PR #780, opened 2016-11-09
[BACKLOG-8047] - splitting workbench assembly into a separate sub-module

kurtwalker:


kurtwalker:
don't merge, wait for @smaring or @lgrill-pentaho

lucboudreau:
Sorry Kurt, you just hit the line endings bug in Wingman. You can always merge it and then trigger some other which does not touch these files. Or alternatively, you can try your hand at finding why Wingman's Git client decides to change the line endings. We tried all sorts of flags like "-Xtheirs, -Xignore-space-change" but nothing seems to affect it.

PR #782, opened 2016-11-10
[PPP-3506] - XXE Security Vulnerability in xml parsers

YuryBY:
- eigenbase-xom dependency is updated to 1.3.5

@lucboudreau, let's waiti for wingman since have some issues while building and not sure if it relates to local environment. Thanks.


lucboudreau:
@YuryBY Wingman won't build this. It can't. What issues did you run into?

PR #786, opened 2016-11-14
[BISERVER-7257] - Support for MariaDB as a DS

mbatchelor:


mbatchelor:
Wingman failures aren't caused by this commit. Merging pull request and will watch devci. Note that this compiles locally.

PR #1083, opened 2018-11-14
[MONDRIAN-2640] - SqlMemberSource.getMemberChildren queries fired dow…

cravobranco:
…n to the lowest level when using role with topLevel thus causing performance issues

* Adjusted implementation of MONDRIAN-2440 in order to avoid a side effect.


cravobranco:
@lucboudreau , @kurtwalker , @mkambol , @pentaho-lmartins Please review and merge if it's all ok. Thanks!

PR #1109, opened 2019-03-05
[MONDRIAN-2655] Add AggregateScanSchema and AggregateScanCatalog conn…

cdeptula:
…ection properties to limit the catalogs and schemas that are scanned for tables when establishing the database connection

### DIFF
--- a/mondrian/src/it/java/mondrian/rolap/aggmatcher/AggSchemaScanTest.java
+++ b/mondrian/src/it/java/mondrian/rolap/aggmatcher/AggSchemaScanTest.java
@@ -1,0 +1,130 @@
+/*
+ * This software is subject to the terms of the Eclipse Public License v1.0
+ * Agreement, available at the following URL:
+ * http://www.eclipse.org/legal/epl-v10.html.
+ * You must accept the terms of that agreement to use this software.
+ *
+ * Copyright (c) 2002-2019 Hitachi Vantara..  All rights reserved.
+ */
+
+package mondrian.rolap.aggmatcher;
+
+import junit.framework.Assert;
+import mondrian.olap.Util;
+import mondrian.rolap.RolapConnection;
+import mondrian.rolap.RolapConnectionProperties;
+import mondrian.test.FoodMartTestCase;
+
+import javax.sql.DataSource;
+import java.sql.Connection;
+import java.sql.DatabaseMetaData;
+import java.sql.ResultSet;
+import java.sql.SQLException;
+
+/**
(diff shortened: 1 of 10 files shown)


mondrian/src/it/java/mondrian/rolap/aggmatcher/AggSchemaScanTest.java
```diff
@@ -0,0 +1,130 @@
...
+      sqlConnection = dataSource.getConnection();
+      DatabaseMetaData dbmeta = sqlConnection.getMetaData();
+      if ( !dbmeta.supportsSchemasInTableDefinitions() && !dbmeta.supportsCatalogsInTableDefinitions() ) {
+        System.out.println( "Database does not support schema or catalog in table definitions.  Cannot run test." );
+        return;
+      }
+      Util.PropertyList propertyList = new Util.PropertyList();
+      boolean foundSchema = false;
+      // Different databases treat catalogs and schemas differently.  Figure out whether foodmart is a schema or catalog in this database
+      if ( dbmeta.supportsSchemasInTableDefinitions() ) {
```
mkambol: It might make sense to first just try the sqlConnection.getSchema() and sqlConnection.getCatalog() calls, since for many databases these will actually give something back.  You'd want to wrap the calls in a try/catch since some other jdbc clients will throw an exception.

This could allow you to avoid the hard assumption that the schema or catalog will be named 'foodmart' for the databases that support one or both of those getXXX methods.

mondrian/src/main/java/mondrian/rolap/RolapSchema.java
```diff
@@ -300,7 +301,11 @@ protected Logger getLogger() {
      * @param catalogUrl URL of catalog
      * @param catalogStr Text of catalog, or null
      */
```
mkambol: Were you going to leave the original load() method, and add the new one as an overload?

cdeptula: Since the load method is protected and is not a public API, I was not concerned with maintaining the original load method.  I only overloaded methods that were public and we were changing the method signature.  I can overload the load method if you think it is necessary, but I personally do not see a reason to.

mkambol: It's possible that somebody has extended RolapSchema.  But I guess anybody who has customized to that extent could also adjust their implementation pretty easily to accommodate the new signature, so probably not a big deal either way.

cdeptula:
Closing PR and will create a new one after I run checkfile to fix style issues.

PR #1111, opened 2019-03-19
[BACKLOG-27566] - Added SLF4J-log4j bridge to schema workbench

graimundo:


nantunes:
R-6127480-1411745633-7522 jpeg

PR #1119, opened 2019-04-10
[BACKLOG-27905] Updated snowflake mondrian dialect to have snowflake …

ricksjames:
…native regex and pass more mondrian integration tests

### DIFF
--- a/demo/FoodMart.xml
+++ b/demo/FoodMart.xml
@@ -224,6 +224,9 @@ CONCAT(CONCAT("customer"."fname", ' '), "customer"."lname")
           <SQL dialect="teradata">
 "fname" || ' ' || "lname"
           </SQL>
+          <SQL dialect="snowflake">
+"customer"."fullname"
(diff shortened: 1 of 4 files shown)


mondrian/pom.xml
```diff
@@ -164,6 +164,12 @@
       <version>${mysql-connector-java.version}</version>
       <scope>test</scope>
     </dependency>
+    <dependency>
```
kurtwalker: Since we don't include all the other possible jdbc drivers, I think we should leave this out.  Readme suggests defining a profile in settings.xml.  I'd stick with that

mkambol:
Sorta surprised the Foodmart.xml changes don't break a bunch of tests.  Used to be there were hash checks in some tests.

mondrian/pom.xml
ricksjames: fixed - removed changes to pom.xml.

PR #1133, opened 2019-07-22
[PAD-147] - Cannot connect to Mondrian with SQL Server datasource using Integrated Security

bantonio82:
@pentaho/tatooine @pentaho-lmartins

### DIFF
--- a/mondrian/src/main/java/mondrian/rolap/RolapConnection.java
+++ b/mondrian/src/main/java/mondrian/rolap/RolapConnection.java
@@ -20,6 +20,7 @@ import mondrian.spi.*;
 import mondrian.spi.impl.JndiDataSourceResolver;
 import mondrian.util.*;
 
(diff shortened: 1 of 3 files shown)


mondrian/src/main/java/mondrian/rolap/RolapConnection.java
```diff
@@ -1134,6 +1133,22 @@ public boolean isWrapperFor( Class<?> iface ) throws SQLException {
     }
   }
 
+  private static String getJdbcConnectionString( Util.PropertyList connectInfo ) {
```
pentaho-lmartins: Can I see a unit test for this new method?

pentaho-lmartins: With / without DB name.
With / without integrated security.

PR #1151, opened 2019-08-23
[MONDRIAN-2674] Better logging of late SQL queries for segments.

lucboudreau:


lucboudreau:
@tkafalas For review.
========================================
→ **Exercise brief**
Which lines above hold the string "using"? Show each of them.

→ **Answer section**
…n to the lowest level when using role with topLevel thus causing performance issues
[PAD-147] - Cannot connect to Mondrian with SQL Server datasource using Integrated Security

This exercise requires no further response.